Pool Discovery Service: Triangular Arbitrage Support and Production Insights

15 minute read

Published:

TL;DR

Today marks the completion of pool-discovery-service with triangular arbitrage support, a critical component of the Quote Service Rewrite:

  1. Triangular Arbitrage Support: 45 token pairs (14 LST/SOL + 14 LST/USDC + 14 LST/USDT + SOL/stablecoins + USDC/USDT)
  2. Quote Service Rewrite Progress: Completed solana-rpc-proxy and pool-discovery-service (2 of 3 components)
  3. 10K+ Pool Discovery Capability: Can technically support 10,000+ pairs (Priority 3: Protocol Expansion), but Full Pool Indexer NOT Recommended for LST HFT
  4. Performance Improvements: WebSocket-first architecture (99% RPC reduction), 8-hour crash recovery (5s vs 5-10min)
  5. Production Dashboard Insights: Grafana metrics reveal surprising market structure—SOL/USDT pools have MORE liquidity than SOL/USDC
  6. Asymmetric Pool Discovery: Forward direction discovers more pools than reverse direction
  7. Not All LSTs Have Direct Pools: Some LST tokens lack LST/SOL pairs, requiring multi-hop routing

The observability-driven approach proved critical: Grafana dashboards revealed architectural flaws and market insights that informed design decisions for the upcoming quote-service rewrite.


Table of Contents

  1. Quote Service Rewrite: Completion Status
  2. Triangular Arbitrage Support
  3. 10K+ Pool Discovery: Why We Won’t Use It
  4. Performance Improvements
  5. Production Dashboard Insights
  6. Surprising Market Structure Discoveries
  7. Observability: The Key to Design Excellence
  8. Next Steps: Quote Service Rewrite
  9. Conclusion

Quote Service Rewrite: Completion Status

As outlined in our Quote Service Rewrite plan, we identified three critical services needed for the clean architecture:

Service Separation Progress:

ServiceStatusPurposeCompletion
1. Solana RPC Proxy✅ CompleteCentralized RPC management with failoverDec 28
2. Pool Discovery ServiceCompleteIndependent pool scanning and cachingToday
3. Quote Service🚧 In ProgressClean architecture, HFT-ready quotesNext

Today’s Milestone: Pool-discovery-service is production-ready with full triangular arbitrage support. This completes the infrastructure layer, allowing us to focus on the quote-service rewrite itself—the engine core of our HFT trading system.

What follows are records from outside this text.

PR #1701, opened 2017-11-11
Go back to writing user files synchronously

xPaw:
I just had my user file corrupted while testing locally when I ctrl+c'd the server. This might also be the cause of empty files that some users experience.

Hopefully fixes #1690

PR #1978, opened 2018-01-13
Add missing execution of callback in ClientManager.updateUser

merlinthp:
Without this, the change-password message isn't sent back to the client to indicate the result of the operation.

### DIFF
--- a/src/clientManager.js
+++ b/src/clientManager.js
@@ -136,6 +136,9 @@ ClientManager.prototype.updateUser = function(name, opts, callback) {
 
 	if (!user) {
 		log.error(`Tried to update invalid user ${colors.green(name)}. This is most likely a bug.`);
+		if (callback) {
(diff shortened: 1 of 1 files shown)


xPaw:
This was broken in #1701

src/clientManager.js
```diff
@@ -154,6 +154,8 @@ ClientManager.prototype.updateUser = function(name, opts, callback) {
 		log.error(`Failed to update user ${colors.green(name)} (${e})`);
 		throw e;
```
xPaw: Also need to `callback(e)` for failed writes.

merlinthp:
And in the if (!user) statement at the top of the function too?

xPaw:
Technically yes, but that wouldn't happen when changing password.

merlinthp:
No problem :)

PR #3606, opened 2019-12-19
Add preview for text/plain urls

xPaw:
If url is `text/plain`, it will use the content as the description. This also adds truncation to head/body for html urls.

19-1143-GenerousBlueandgoldmackaw


richrd:
How much of the content will be displayed when More is clicked?

xPaw:
I limited it to 300 characters.

PR #3608, opened 2019-12-19
Relocate not-secure and not-connected classes and make sure channel exists in jumpToChannel

richrd:


client/css/style.css
```diff
@@ -729,22 +729,22 @@ background on hover (unless active) */
 	margin: 0 8px;
 }
 
-.network.not-secure .channel-list-item[data-type="lobby"] {
+.channel-list-item.not-secure[data-type="lobby"] {
```
xPaw: `[data-type="lobby"]` is no longer necessary.

PR #3661, opened 2020-01-03
Pipe uploaded files through exif-be-gone

### LINKED ISSUE #3025: File uploader should remove EXIF data from images (especially location data)
The file uploader is working nicely. On mobile it even gives the option to capture a picture and upload it directly. Unfortunately, unlike with image hosts like imgur, the EXIF location data is not removed from uploaded images, which can lead to unsuspecting and unknowing users accidentally revealing their location.

It would be nice if the automatic removal of EXIF data from images when uploading would be an option (which should also be the default behavior in my opinion).

xPaw:
Fixes #3025

I'm not entirely sure how safe the `exif-be-gone` is. https://github.com/joshbuddy/exif-be-gone/blob/master/index.js

This will most likely also remove wanted data like rotation and color profiles.

### DIFF
--- a/defaults/config.js
+++ b/defaults/config.js
@@ -154,6 +154,8 @@ module.exports = {
 	//   this limit will be prompted with an error message in their browser. A value of
 	//   `-1` disables the file size limit and allows files of any size. **Use at
 	//   your own risk.** This value is set to `10240` kilobytes by default.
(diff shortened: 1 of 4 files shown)


xPaw:
Another approach would be stripping it on the client, for example by rendering it into a canvas first.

Triangular Arbitrage Support

The Problem: Incomplete Arbitrage Path Coverage

Our previous pool discovery only covered LST/SOL pairs (14 pairs), which limited arbitrage strategies to simple two-hop trades:

USDC → SOL → JitoSOL → SOL → USDC (inefficient)

What was missing:

  • LST/USDC direct pairs (skip SOL intermediate)
  • LST/USDT pairs (alternative stablecoin routes)
  • SOL/USDC and SOL/USDT pairs (triangular arbitrage anchors)
  • USDC/USDT pair (cross-stablecoin arbitrage)

The Solution: 45-Pair Triangular Coverage

The service now supports TRIANGULAR mode, discovering all pairs needed for complete arbitrage path finding:

Token Pair Breakdown:

Pair TypeCountExamplePurpose
LST/SOL14JitoSOL/SOLCore LST liquidity
LST/USDC14JitoSOL/USDCDirect LST-to-stablecoin
LST/USDT14mSOL/USDTAlternative stablecoin routes
SOL/USDC1SOL/USDCTriangular anchor
SOL/USDT1SOL/USDTTriangular anchor
USDC/USDT1USDC/USDTCross-stablecoin arbitrage
TOTAL45 Complete coverage

Example Triangular Paths

Path 1: USDC → SOL → LST → USDC (Three-hop)

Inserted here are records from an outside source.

PR #3664, opened 2020-01-03
Message search

### LINKED ISSUE #109: Message search

richrd:
This is mainly similar to https://github.com/thelounge/thelounge/pull/2627 except it's all on vue.

What this does:
- Adds a search field to the channel and query header bars (on mobile a search icon is shown, clicking it opens the search field as a dropdown)
- Pressing enter in the field runs the search and navigates the user to the search results page (the url contains the search terms)
- The search result page allows the search to be changed and run again
- The results show max 100 messages at once and older messages can be loaded with the "Show older messages" button
- The backend db search is just a simple `LIKE %keyword%`. This might require some improvement to get more relevant results

**TODO:**
- [ ] Channels with upper case letters in the name cannot be searched

Things to improve after this MVP:
- Highlight the search keyword in each search result message
- Append new results when loading more messages instead of replacing the old results
- Ability to jump back in history to a specific message by clicking on a search result


client/components/Windows/SearchResults.vue
```diff
@@ -0,0 +1,192 @@
...
+							aria-relevant="additions"
+						>
+							<template v-for="(message, id) in messages">
+								<DateMarker
+									v-if="shouldDisplayDateMarker(message, id)"
+									:key="message.time + '-date'"
+									:message="message"
+								/>
+								<Message
+									:key="message.time"
```
xPaw: I had this happen:
> [Vue warn]: Duplicate keys detected: '2019-12-27T18:15:45.232Z'. This may cause an update error.

xPaw: Also, context menus need fixing as they rely on `activeChannel` and that breaks context menus in search:

```
vue.js:105 TypeError: Cannot read property 'network' of null
    at VueComponent.openUserContextMenu 
```

client/components/Windows/SearchResults.vue
```diff
@@ -0,0 +1,192 @@
...
+						</div>
+						<div
+							v-else
+							class="messages"
+							role="log"
+							aria-live="polite"
+							aria-relevant="additions"
+						>
+							<template v-for="(message, id) in messages">
+								<DateMarker
```
xPaw: This might be too noisy, I tried searching something and almost half of the results were date markers.

client/components/Windows/SearchResults.vue
```diff
@@ -0,0 +1,192 @@
...
+	},
+	data() {
+		return {
+			offset: 0,
+			moreResultsAvailable: false,
+		};
+	},
+	computed: {
+		search() {
+			return this.$store.state.messageSearchResults;
```
xPaw: Are we able to store these inside of this component instead of the global state?

client/components/Windows/SearchResults.vue
```diff
@@ -0,0 +1,192 @@
...
+		},
+		messages() {
+			if (!this.search) {
+				return [];
+			}
+
+			return this.search.results.slice().reverse();
```
xPaw: Is this sorting so that recent messages are at the bottom?

I think search should operate in the way that recent messages are at the top, and going down they're older. So the load button should be moved to the bottom, and new results are just appended.

src/plugins/messageStorage/sqlite.js
```diff
@@ -188,9 +188,52 @@ class MessageStorage {
...
+			'SELECT msg, type, time, channel FROM messages WHERE type = "message" AND network = ? AND json_extract(msg, "$.text") LIKE ?';
+		const params = [query.networkUuid, `%${query.searchTerm}%`];
+
+		if (query.channelName) {
+			select += " AND channel = ? ";
+			params.push(query.channelName);
+		}
+
+		select += " ORDER BY time DESC LIMIT 100 OFFSET ? ";
+		params.push(query.offset || 0);
```
xPaw: Add `query.offset = parseInt(query.offset, 10);`

src/server.js
```diff
@@ -567,6 +567,12 @@ function initializeClient(socket, client, token, lastMessage, openChannel) {
 
 	socket.on("sessions:get", sendSessionList);
 
+	socket.on("search", (query) => {
```
xPaw: Move this to the `public` if check below.

client/components/MessageSearchForm.vue
```diff
@@ -0,0 +1,72 @@
+<template>
+	<form :class="['message-search', {opened: searchOpened}]" @submit.prevent="searchMessages">
+		<div class="input-wrapper">
+			<input
+				ref="searchInputField"
+				type="text"
+				name="search"
+				class="input"
+				placeholder="Search messages..."
```
xPaw:
```suggestion
				placeholder="Search messages…"
```

client/components/Windows/SearchResults.vue
```diff
@@ -0,0 +1,192 @@
...
+								class="btn"
+								@click="onShowMoreClick"
+							>
+								<span v-if="$store.state.messageSearchInProgress">Loading…</span>
+								<span v-else>Show older messages</span>
+							</button>
+						</div>
+
+						<div v-if="$store.state.messageSearchInProgress" class="search-status">
+							Searching...
```
xPaw:
```suggestion
							Searching…
```

src/client.js
```diff
@@ -500,6 +500,16 @@ Client.prototype.more = function(data) {
 	};
 };
 
+Client.prototype.search = function(query) {
+	if (this.messageStorage) {
+		for (const storage of this.messageStorage) {
+			if (storage.database) {
```
xPaw: Storage is supposed to be opaque to TL, for example load message has a `canProvideMessages` helper.

https://github.com/thelounge/thelounge/blob/6f7444dfe38f71310bd22147f431e1273182e865/src/models/chan.js#L243

xPaw (changes requested):
We do need some extra UI to allow searching all channels on network, or even all networks.

Thinking about it in the scope of this PR because it may require a different archicture before we move further.

src/plugins/messageStorage/sqlite.js
richrd: What is that for? offset should already be a number.

xPaw: It comes from socket, not guaranted to be.

client/components/Windows/SearchResults.vue
richrd: I don't have a strong opinion on this. I did the "newest at the bottom" order since that's what we do in everywhere else. The opposite order will probably require some tweaking of the date markers and such (if we decide to keep them),

src/client.js
```diff
@@ -501,6 +501,11 @@ Client.prototype.more = function(data) {
 	};
 };
 
+Client.prototype.search = function(query) {
+	const messageStorage = this.messageStorage.find((s) => s.canProvideMessages());
+	return messageStorage.search(query);
```
xPaw: Need to handle the case when sqlite is disabled.

src/plugins/messageStorage/sqlite.js
```diff
@@ -188,9 +188,65 @@ class MessageStorage {
...
+		if (!this.isEnabled) {
+			return Promise.resolve([]);
+		}
+
+		let select =
+			'SELECT msg, type, time, channel FROM messages WHERE type = "message" AND (json_extract(msg, "$.text") LIKE ?';
+		const params = [`%${query.searchTerm}%`];
+
+		if (query.searchNicks) {
+			select += ' OR json_extract(msg, "$.from.nick") LIKE ?)';
```
xPaw: Shouldn't this be `AND` if you want to search that a user has said?

xPaw:
1. Clicking on a username or channel throws `Cannot destructure property 'network' of 'this.$store.state.activeChannel' as it is null.`
2. I think searching for something else that returns same message as currently visible throws this warning: `uplicate keys detected: '2020-03-18T01:16:03.495Z'. This may cause an update error.`
3. Is 'show more messages' supposed to replace current messages instead of prepending to the top?
4. The search box on default theme stands out and doesn't match any other existing fields color wise.
5. Pagination is off by one and includes 1 message from previous page.

client/components/Windows/SearchResults.vue
richrd: I'm getting duplicate key errors just by running a single search. There's no guarantee that the dates are unique and I indeed have two messages with the exact same date in my history. I don't know what to do about that since we don't have unique message IDs :(

richrd:
>     1. Clicking on a username or channel throws `Cannot destructure property 'network' of 'this.$store.state.activeChannel' as it is null.`
> 
>     2. I think searching for something else that returns same message as currently visible throws this warning: `Duplicate keys detected: '2020-03-18T01:16:03.495Z'. This may cause an update error.`
> 
>     3. Is 'show more messages' supposed to replace current messages instead of prepending to the top?
> 
>     4. The search box on default theme stands out and doesn't match any other existing fields color wise.
> 
>     5. Pagination is off by one and includes 1 message from previous page.

Points 1, 2, 3 and 5 should be fixed now. Clicking show more adds messages to the top and keeps scroll position. Point 2 still needs testing but seems to work ok for me.
I'm not yet sure of the best way to style the search box on default theme.

xPaw:
1. Do we want the 'show more messages' to automatically load when scrolling up? It doesn't at the moment.
2. For the sake of styling, should we also use the search icon on desktop? That way the search input won't stand out, and when focused we can make it stand out with styles.
3. Clicking a channel in message produces this:
```
vue.js:108 TypeError: Cannot read property 'network' of null
    at Object.<anonymous> (store.js:161)
    at VueComponent.onClick (InlineChannel.vue:17)
```

I think because there is no 'activeChannel'.

client/components/Windows/SearchResults.vue
xPaw: Have you looked whether we can keep the search state contained in this component without global state?

client/js/autocompletion-custom.js
```diff
@@ -0,0 +1,340 @@
+/*
```
xPaw, line 1: remove this file

client/js/helpers/contextMenu.js
```diff
@@ -170,10 +170,12 @@ export function generateChannelContextMenu($root, channel, network) {
 }
 
 export function generateUserContextMenu($root, channel, network, user) {
-	const currentChannelUser = channel.users.find((u) => u.nick === network.nick) || {};
+	const currentChannelUser = channel
```
xPaw, line 173: `(channel && channel.users.find((u) => u.nick === network.nick)) || {}` is slightly cleaner

src/client.js
xPaw: We still need some kind of handling (and probably hiding the search UI) if sqlite is disabled OR if user has logs disabled.

fnutt:
> 1. Do we want the 'show more messages' to automatically load when scrolling up? It doesn't at the moment.
> 2. For the sake of styling, should we also use the search icon on desktop? That way the search input won't stand out, and when focused we can make it stand out with styles.

Yes to both 1. and 2 👍. It would be more consistent with the rest of the client. Please also add this to the context menus so it is easy to find (e.g. I assume it's normal behaviour to right click a channel to search in it).

fnutt:
First of all I would like to say this is still working very nicely, and even better than last time I tested it. However there's a few things I would like to mention:

(1) Can the search result make a "new channel", similar to ban list? For me it takes a bit of time to search for a word, and if I have to step out of the search result for a second I have to re-search to see the result again. Can be a bit time consuming.

(2) Would also very much like for the search area at upper right corner to be a search button similar to mentions, as well as search being implemented into context menus for left sidebar when right clicking a channel.

(3) #thelounge @ Freenode 23.07.2020: "<cottongin> it'd also be cool if you could /search <search text>"

cottongin:
Some suggestions/comments:

1. Can you add a way to search directly from the input form? e.g. `/search query`
2. I also like the suggestion to make the desktop client-view utilize the search icon and overflow into a separate window like `@` already does for mentions. Though I have no strong feelings about it.
3. I feel like search results should open into their own window/view like other similar features (`/banlist`, `/ignorelist`, etc). As it stands now it is not immediately obvious how to "get back" to the channel you searched from.
4. It seems channel activity messages (joins/parts/quits/topic/modes) are ignored when searching, can an option be added to include these? This would be useful for searching for who set a ban in a channel, for example.
5. Similar to 4, a context option would be nice (like `grep -C 5`, for example, to also include additional context surrounding a search query.

vvug:
Thanks for this, it's great! Will it land in time for 4.3.0?

Mstrodl:
@richrd Is there anything specific needed (help-wise, I mean)? From what I saw from the comments above, it seems to be working well for other people.

fnutt:
> @richrd Is there anything specific needed (help-wise, I mean)? From what I saw from the comments above, it seems to be working well for other people.

At least a rebase has to be done. "Channels with upper case letters in the name cannot be searched" seems to be on the TODO-list.

There was also some questions about how to filter the search, e.g. search just messages from user X, older than X etc. If this is added the PR may have to be redone regarding the implementation.

Personally I would love to see a rebase and get the channel upper case letters bug fixed, and then merged to master. If we want to add search filter and other stuff later, someone can redo the implementation if needed.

1. USDC → SOL (Pool: SOL/USDC, Raydium AMM)
2. SOL → JitoSOL (Pool: JitoSOL/SOL, Raydium CLMM)
3. JitoSOL → USDC (Pool: JitoSOL/USDC, Orca Whirlpool)

Result: Start USDC, end USDC (profit if spread exists)

Path 2: USDT → LST → USDC → USDT (Cross-stablecoin via LST)

1. USDT → mSOL (Pool: mSOL/USDT, Raydium CPMM)
2. mSOL → USDC (Pool: mSOL/USDC, Meteora DLMM)
3. USDC → USDT (Pool: USDC/USDT, Raydium AMM)

Result: Exploit USDC/USDT spread through LST intermediary

Path 3: Direct Stablecoin Arbitrage

1. USDC → SOL (Pool: SOL/USDC, Raydium AMM)
2. SOL → USDT (Pool: SOL/USDT, Orca Whirlpool)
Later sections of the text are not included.